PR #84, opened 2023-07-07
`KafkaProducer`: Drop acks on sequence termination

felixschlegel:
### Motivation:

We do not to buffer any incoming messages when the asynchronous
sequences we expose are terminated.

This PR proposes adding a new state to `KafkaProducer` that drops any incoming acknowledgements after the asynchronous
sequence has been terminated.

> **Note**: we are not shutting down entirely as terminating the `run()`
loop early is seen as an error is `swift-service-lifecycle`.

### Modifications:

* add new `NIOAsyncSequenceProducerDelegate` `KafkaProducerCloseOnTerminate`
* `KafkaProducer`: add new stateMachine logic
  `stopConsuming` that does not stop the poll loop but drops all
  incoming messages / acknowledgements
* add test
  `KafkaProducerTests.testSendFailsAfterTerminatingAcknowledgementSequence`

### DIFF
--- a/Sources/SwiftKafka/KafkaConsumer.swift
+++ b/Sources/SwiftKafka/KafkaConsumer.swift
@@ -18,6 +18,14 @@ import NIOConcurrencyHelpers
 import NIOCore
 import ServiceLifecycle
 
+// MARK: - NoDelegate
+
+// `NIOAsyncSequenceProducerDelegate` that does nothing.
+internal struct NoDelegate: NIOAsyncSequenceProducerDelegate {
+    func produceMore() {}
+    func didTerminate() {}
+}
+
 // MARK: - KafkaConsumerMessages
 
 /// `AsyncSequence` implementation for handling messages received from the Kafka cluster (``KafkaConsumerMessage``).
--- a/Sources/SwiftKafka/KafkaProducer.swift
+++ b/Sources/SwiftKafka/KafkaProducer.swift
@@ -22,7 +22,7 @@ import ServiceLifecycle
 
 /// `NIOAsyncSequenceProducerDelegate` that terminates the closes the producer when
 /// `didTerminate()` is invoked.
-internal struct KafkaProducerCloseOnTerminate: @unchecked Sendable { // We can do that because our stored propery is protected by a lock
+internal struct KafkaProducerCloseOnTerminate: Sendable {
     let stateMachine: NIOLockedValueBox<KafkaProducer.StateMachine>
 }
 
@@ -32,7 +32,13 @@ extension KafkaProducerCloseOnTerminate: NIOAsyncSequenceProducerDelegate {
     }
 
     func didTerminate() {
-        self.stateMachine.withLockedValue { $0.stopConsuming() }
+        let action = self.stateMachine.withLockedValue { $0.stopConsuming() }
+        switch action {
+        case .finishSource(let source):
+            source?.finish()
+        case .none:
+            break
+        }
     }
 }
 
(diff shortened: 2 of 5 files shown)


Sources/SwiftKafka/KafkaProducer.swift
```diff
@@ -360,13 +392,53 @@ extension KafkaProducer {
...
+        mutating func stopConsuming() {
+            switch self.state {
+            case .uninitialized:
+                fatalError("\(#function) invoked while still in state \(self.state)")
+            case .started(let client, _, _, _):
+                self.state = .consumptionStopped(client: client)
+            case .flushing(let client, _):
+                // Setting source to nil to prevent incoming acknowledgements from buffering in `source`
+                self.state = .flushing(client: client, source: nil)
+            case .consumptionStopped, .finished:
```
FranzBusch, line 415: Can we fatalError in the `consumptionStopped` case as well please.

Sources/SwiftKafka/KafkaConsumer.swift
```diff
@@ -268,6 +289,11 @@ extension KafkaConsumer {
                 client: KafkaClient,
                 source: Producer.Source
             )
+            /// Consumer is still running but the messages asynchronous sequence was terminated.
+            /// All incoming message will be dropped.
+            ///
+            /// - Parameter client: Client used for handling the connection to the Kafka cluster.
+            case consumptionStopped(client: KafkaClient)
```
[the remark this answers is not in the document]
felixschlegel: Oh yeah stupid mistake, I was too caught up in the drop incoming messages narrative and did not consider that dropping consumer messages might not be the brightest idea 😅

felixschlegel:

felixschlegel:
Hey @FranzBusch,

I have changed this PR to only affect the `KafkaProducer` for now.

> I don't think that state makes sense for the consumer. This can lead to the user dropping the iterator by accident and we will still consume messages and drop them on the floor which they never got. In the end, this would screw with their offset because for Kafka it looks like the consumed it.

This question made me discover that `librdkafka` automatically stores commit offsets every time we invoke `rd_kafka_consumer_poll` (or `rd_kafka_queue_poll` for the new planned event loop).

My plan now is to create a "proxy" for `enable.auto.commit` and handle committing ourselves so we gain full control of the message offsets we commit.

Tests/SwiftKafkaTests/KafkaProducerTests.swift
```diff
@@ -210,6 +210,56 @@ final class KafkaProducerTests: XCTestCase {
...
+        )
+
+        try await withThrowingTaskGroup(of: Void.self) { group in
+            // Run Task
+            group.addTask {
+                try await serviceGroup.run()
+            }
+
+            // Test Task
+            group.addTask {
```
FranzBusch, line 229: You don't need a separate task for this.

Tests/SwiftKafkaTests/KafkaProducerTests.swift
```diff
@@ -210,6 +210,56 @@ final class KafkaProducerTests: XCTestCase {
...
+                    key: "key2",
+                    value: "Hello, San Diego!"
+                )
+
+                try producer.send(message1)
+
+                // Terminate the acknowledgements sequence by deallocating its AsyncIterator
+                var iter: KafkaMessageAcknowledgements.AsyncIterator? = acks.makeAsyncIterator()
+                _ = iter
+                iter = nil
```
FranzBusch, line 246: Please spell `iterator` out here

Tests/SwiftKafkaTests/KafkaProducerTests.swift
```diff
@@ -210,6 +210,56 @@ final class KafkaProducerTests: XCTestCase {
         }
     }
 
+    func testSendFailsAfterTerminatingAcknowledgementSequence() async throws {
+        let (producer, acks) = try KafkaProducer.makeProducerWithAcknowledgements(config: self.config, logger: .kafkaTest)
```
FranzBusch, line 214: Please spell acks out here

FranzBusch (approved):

...

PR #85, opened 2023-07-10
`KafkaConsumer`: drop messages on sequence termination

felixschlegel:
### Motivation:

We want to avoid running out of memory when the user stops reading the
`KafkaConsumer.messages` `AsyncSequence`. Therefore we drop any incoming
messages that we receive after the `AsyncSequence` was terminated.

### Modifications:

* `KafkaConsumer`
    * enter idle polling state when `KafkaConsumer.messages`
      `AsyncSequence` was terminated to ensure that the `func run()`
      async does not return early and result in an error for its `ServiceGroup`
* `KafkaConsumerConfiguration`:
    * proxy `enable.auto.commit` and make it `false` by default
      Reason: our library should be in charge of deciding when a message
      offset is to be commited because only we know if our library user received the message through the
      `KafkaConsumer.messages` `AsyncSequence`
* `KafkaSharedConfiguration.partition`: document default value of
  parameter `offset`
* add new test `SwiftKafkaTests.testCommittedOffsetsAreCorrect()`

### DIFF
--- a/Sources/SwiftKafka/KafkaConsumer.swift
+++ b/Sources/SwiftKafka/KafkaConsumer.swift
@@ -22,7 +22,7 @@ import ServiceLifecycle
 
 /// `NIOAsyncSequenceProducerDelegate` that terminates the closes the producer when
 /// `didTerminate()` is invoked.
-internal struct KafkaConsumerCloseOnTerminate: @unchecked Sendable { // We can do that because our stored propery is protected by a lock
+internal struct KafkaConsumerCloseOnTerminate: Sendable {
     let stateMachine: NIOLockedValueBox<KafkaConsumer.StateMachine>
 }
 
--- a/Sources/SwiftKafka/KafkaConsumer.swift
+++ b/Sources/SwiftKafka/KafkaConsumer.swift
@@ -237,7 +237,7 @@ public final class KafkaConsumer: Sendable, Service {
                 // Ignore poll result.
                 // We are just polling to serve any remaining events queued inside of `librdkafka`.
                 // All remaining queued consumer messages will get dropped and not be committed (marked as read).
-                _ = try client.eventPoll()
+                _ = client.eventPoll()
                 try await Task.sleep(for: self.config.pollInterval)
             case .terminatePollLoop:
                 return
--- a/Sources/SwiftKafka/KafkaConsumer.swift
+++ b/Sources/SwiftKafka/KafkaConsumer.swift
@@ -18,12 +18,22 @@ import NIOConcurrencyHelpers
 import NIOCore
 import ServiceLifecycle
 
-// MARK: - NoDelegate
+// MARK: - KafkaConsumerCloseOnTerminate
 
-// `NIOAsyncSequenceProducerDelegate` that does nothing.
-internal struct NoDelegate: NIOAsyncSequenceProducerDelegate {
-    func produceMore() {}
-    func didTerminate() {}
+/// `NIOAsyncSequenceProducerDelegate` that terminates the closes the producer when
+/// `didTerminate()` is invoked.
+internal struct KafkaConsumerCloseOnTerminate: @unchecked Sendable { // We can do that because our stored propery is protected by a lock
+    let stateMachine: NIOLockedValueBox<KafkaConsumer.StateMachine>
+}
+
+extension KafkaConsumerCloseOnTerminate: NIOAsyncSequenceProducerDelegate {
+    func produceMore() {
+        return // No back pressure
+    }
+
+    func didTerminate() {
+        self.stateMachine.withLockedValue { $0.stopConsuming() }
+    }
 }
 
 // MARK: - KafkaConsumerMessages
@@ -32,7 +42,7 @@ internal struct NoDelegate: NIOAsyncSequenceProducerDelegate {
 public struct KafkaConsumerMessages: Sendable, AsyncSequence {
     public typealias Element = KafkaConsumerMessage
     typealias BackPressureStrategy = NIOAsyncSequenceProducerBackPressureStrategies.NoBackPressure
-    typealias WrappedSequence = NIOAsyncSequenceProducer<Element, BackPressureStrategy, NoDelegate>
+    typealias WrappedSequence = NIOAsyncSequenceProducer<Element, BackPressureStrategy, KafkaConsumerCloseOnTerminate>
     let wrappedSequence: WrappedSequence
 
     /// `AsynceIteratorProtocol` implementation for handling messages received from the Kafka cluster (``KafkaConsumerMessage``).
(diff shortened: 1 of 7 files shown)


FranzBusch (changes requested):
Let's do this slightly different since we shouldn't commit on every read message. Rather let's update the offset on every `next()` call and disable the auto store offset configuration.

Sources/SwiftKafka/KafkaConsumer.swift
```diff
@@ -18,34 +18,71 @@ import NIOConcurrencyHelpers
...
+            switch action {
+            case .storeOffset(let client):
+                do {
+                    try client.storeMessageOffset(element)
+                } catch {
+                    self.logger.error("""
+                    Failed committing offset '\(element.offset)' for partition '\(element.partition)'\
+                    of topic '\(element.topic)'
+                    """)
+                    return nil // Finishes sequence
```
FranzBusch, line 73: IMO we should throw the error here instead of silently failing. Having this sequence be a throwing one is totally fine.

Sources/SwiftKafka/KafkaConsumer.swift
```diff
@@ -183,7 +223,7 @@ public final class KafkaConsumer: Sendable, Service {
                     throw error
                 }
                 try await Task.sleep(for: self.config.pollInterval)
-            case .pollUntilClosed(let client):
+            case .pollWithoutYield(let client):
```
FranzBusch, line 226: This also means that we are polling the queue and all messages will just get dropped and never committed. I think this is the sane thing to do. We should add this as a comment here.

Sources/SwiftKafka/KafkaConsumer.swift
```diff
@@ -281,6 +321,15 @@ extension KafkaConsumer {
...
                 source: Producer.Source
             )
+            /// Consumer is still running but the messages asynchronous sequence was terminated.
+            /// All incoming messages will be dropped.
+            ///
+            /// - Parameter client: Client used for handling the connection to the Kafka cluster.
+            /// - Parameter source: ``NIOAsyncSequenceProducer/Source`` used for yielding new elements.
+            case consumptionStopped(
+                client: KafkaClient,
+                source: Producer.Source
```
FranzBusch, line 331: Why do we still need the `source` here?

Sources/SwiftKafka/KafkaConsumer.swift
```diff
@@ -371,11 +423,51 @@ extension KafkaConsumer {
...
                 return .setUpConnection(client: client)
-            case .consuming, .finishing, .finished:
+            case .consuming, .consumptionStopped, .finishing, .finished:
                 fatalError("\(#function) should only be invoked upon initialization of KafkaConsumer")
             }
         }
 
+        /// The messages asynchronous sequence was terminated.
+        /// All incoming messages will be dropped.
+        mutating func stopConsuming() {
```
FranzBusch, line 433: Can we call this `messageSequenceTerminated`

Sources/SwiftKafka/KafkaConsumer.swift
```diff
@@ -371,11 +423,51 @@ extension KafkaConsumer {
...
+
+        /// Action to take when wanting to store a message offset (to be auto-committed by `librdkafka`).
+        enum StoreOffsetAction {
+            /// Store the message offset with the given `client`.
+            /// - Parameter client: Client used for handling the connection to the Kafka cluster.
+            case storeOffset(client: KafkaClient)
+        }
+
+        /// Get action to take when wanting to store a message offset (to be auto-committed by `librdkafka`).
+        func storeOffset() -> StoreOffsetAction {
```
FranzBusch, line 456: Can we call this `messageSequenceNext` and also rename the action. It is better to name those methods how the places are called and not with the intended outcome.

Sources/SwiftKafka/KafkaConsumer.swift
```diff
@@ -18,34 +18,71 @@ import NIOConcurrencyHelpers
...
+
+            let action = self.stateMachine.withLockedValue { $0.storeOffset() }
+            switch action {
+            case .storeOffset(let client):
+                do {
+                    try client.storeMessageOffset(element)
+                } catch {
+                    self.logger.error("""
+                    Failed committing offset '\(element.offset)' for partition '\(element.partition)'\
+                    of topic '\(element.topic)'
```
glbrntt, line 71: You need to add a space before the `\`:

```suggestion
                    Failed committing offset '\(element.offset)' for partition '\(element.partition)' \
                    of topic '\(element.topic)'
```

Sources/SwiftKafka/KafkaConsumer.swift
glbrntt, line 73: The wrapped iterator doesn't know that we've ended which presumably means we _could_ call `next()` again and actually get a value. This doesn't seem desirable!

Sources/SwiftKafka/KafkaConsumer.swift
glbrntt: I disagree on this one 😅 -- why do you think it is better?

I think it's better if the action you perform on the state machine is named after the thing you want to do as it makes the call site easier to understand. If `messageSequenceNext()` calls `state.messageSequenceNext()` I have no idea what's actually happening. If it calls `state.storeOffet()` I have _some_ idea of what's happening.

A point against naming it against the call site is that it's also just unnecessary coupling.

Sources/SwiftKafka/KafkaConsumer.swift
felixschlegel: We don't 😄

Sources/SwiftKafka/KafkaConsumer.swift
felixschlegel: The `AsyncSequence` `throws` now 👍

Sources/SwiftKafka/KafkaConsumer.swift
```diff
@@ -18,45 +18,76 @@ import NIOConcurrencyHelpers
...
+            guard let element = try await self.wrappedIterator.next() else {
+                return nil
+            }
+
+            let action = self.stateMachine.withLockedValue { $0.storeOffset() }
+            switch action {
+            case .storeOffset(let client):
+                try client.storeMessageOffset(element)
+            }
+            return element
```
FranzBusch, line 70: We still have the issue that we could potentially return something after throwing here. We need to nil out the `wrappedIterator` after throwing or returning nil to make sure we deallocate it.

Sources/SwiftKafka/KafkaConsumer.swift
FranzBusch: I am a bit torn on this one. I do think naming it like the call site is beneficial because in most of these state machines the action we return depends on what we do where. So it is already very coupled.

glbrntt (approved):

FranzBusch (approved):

--

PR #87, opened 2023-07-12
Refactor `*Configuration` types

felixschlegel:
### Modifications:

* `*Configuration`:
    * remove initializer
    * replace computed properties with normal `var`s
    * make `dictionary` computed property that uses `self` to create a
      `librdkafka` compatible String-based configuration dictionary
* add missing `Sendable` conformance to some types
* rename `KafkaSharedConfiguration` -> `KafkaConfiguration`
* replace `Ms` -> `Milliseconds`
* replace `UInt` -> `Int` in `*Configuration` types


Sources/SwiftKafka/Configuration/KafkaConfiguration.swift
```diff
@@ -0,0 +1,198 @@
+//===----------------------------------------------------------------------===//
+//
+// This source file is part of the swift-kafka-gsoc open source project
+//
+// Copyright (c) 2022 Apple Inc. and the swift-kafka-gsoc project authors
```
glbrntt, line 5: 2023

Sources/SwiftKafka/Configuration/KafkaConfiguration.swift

_Your objective_:
Please go through the data above and copy each line that has the word "result".

_Task solution_:
      async does not return early and result in an error for its `ServiceGroup`
                 // Ignore poll result.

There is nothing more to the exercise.